How to Calibrate the Extruder Distance on Your 3D Printer
You will need to set the extruder calibration on your 3D printer. Before you can calculate the last value, you need to ensure that the correct amount of plastic is extruded for a set extruder distance, perform a simple test extrusion, measure the results, and calculate the change. Don’t worry — it’s not difficult.
This extruder calibration is really important. It ensures that the firmware knows exactly how much material is being deposited, and that Slic3r can rely on your machine for accurate calculations when producing the G-code to print objects.
Pay particular attention to the fourth number in the list; it specifies how many steps the extruder motor uses to feed 1mm of filament into the hot-end.
You can extrude and reverse the extruder, but only when it’s up to temperature. This manual control is essential for loading and removing filament, and for purging any old material. In Pronterface, you can command the extruder to extrude or reverse the stepper motor a set distance (specified in millimeters, as shown in the bottom-left corner.
Calibrating your extruder ensures that the extruder axis moves exactly the number of steps per unit (unit being 1mm) and exactly the distance you specify in Pronterface. This way, when the G-code produced by Slic3r commands a 2mm extrusion you can be sure the correct amount of material will be deposited. Calculate the correct value by following these steps:
Heat up your extruder to the temperature of the material you’re going to use. (200 degrees C for PLA and 240 degrees C for ABS.)
No need to heat your heated-bed for this calibration.
When the hot-end is at temperature, insert the filament.
Pushing down and using the Extrude button in Pronterface about 5mm at a time should grip and drive the filament into your extruder.
At this point, if you notice the extruder stalling or spinning around and attempting to drive what looks like a lot more than 5mm you may need to simply lower the number in the firmware just so you can calibrate more accurately.
Depending on the type of extruder, the type of gearing it has, the electronics that were selected for it, and the way the micro-step value was set, the steps-per-unit value should be somewhere between 50 and 1100. If you’re using 200-step-per-revolution motors with 16x micro-stepping, one rotation would be set at 3200 steps.
One full rotation usually drives a significant amount of filament into your extruder, so if you don’t have any other advice about your extruder, try using a number around 200 for the first test.
Mark the filament: Wrap a strip of tape or a sticker to the incoming filament at a distance of about 50mm from the extruder’s filament-entry hole.
Measure the exact distance between the mark you’ve just made and the extruder body before and after extruding 20mm of filament. Write this number down.
As a working example, say it was 48mm between the mark and the extruder body. The best way to measure this is with a digital micrometer, another very good tool for 3D printing. A digital micrometer can help you in many ways, including (a) checking whether your printed parts come out as they were designed and (b) in measuring the filament diameter of different coils for setting in Slic3r.

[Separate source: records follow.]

PR #7724, opened 2025-11-28
fix: Handle malformed image files gracefully

afbora:
Handle cases where files with valid image extensions pass mime type validation but fail getimagesize() checks. Previously this caused a TypeError when rendering pages.

Changes:
- Image::imagesize() now returns array|false
- Dimensions::forImage() returns 0x0 for invalid images
- Image::isResizable() checks for zero dimensions early

### For review team


src/Image/Image.php
```diff
@@ -144,9 +144,9 @@ public function html(array $attr = []): string
 	/**
 	 * Returns the PHP imagesize array
 	 */
-	public function imagesize(): array
+	public function imagesize(): array|false
 	{
-		return getimagesize($this->root);
+		return @getimagesize($this->root);
```
distantnative, line 149: `Question`: @afbora Do we need the `@` to suppress errors? Or would it work without as well. The docs say `On failure, false is returned.`

src/Image/Image.php
```diff
@@ -178,7 +178,19 @@ public function isSquare(): bool
...
+		if (in_array($this->extension(), static::$resizableTypes, true) === false) {
+			return false;
+		}
+
+		$dimensions = $this->dimensions();
+
+		// invalid or corrupted images return 0x0 dimensions
+		if ($dimensions->width() === 0 || $dimensions->height() === 0) {
+			return false;
+		}
```
distantnative, line 191: `Thought:` Wondering if for performance reasons, we should do this rather inside the Darkroom drivers where we already create a dimensions object (to not run that twice). But might be good to leave it in this PR as is and then tackle it in the darkroom drivers later.

src/Image/Image.php
afbora: > Errors/Exceptions[ ¶](https://www.php.net/manual/en/function.getimagesize.php#refsect1-function.getimagesize-errors)
> If accessing the filename image is impossible getimagesize() will generate an error of level [E_WARNING](https://www.php.net/manual/en/errorfunc.constants.php#constant.e-warning). On read error, getimagesize() will generate an error of level [E_NOTICE](https://www.php.net/manual/en/errorfunc.constants.php#constant.e-notice).

It says it will throw an error or exception if it can't read the file. If we've already done this check elsewhere, we can remove it here, as you mentioned.

However, if this line still works when there's an error in the file (which it appears to), I think using `@` would be the correct option. Or, we could put it in a try-catch block and return false.

bastianallgeier: I would prefer the try/catch block

src/Image/Image.php
bastianallgeier: @distantnative I first thought that the performance implications could be really be a problem, but I just checked and I can only find isResizable in places where we need the dimensions of the image anyway. There was a part where we also check if an image should get an image file preview, but I can't find it anymore. Do you know if it could be an issue there?

src/Image/Image.php
lukasbestle: We cannot try/catch PHP warnings and notices (that only works because Whoops converts them to exception, but will not work if Whoops is disabled). But we could use `Helpers::handleErrors()`.

However I'm not sure if it's overkill. What would we do in the handler aside from returning `false` (which the current implementation already does)?

src/Image/Image.php
lukasbestle: We call `isResizable()` externally in some places before Darkroom is even fired up. So I think we should definitely have it here. We can additionally add the check in Darkroom if it makes sense.

distantnative: @lukasbestle The concern was not additionally adding it to Darkroom but having it in `isResizable` being a performance issue as indeed it is called in several places. But those other places probably do not need the extra check introduced with this PR, but we only need to harden the usage where indeed the Dimensions class will be used, no? And that would be e.g. Darkroom.

afbora: Which part of the performance are you worried about? Does the system read the file every time an instance of `Dimensions(0, 0)` is created? If we still have concerns, the control here was extra, we can remove it.

src/Image/Image.php
afbora: That's correct, we need to catch it with `::handleErrors()`. But as @lukasbestle said, we'll return false after catching it. If we're going to do the same thing with `@`, I don't think there's any need to overcomplicate the code.

src/Image/Image.php
lukasbestle: Ah, I see.

If we move it from here to Darkroom, we need to check each calling case whether any code run before Darkroom will explode with invalid image files.

bastianallgeier (approved):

Extrude 20mm of plastic filament in 5mm steps, with a delay of a few seconds between steps.
The delay is to ensure that you don’t extrude too fast; it reduces the risk of the motor skipping.
You should have had a smooth motion of filament driven down into your hot-end and extruded out.
Measure the new distance of the gap between the mark and the extruder as you did before.
If your extruder was ideally calibrated, the new remaining distance (in this instance) would be 28mm. Chances are, however, that this new gap size is either bigger or smaller than 28mm. Say that you actually measured 32mm, meaning that the extruder actually drove the filament only a distance of 16mm instead of the 20mm you expected.
Calculate the steps-per-unit value.
We now use the existing number of extruder steps per unit in our firmware, and the distance extruded, which in this case was 20mm, to calculate the number of motor steps your firmware just moved. Because 200 x 20 = 4,000, this is the number of motor steps your firmware moved for the 20mm of extruder motion you set.
Since you achieved only 16mm of movement, however, you can calculate our actual steps-per-unit value by dividing that 4,000 by 16 to get 250.
The same calculation can be made if you found the number was higher than 20. The result will just be lower than the 200 steps.
Enter the new steps-per-unit value in the firmware.
If you enter the change in the extruder’s steps-per-unit value in our firmware from 200 to 250, you achieve the 20mm of movement the next time you perform this operation.
After updating your firmware with these changes, you’re ready to print your first 3D object.
Be sure you routinely check to ensure that your 3D printer hasn’t been knocked out of alignment and that your hot-end is still a suitable distance away from the build-bed before you print. Fortunately, you don’t need to calibrate the temperature of your hot-end and do extruder calibration every time you print; you’ve entered these values into your firmware, and such settings don’t require constant adjustment.